> _Your task_
Only the lines holding the string "console" are needed; copy each of them from the data.

> _Data provided_
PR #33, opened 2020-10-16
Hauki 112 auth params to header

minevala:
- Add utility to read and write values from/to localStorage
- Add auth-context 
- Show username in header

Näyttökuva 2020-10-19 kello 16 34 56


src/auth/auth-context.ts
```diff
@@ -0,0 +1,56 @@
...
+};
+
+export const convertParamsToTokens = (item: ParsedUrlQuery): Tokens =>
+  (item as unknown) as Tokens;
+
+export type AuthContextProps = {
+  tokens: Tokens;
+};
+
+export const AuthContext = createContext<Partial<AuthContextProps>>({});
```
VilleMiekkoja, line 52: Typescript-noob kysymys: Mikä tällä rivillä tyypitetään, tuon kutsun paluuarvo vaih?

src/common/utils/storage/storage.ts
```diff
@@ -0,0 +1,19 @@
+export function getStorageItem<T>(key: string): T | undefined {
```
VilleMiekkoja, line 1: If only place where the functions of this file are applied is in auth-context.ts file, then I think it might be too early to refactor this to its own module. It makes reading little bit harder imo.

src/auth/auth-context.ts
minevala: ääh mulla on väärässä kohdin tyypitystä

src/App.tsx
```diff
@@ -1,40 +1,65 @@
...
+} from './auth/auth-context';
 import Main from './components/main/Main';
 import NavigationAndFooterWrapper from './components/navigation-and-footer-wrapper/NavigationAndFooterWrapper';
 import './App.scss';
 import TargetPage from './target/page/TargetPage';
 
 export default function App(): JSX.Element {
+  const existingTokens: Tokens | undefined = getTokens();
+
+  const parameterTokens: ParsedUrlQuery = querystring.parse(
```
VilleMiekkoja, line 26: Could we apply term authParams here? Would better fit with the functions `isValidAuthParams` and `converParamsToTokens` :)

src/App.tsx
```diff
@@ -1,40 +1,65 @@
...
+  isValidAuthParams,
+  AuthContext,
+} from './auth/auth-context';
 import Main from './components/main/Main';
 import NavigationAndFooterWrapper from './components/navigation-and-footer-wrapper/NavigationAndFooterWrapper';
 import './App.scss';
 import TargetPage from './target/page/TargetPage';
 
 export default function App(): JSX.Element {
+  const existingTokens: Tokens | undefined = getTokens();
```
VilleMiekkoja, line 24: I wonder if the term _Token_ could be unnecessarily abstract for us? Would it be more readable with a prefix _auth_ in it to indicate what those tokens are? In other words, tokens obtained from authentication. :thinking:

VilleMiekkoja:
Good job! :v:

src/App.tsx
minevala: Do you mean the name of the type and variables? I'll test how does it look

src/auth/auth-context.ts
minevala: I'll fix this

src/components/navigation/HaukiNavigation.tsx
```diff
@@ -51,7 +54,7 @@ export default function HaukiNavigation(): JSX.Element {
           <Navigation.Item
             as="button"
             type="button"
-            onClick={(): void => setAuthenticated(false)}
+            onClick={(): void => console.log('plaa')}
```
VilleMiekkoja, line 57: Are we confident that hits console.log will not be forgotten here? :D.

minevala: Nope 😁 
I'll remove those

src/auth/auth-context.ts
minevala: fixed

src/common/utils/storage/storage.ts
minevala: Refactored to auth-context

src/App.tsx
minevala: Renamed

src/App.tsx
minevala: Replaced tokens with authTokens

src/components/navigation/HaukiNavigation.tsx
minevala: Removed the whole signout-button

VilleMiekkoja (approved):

> _Expected answer_
+            onClick={(): void => console.log('plaa')}
VilleMiekkoja, line 57: Are we confident that hits console.log will not be forgotten here? :D.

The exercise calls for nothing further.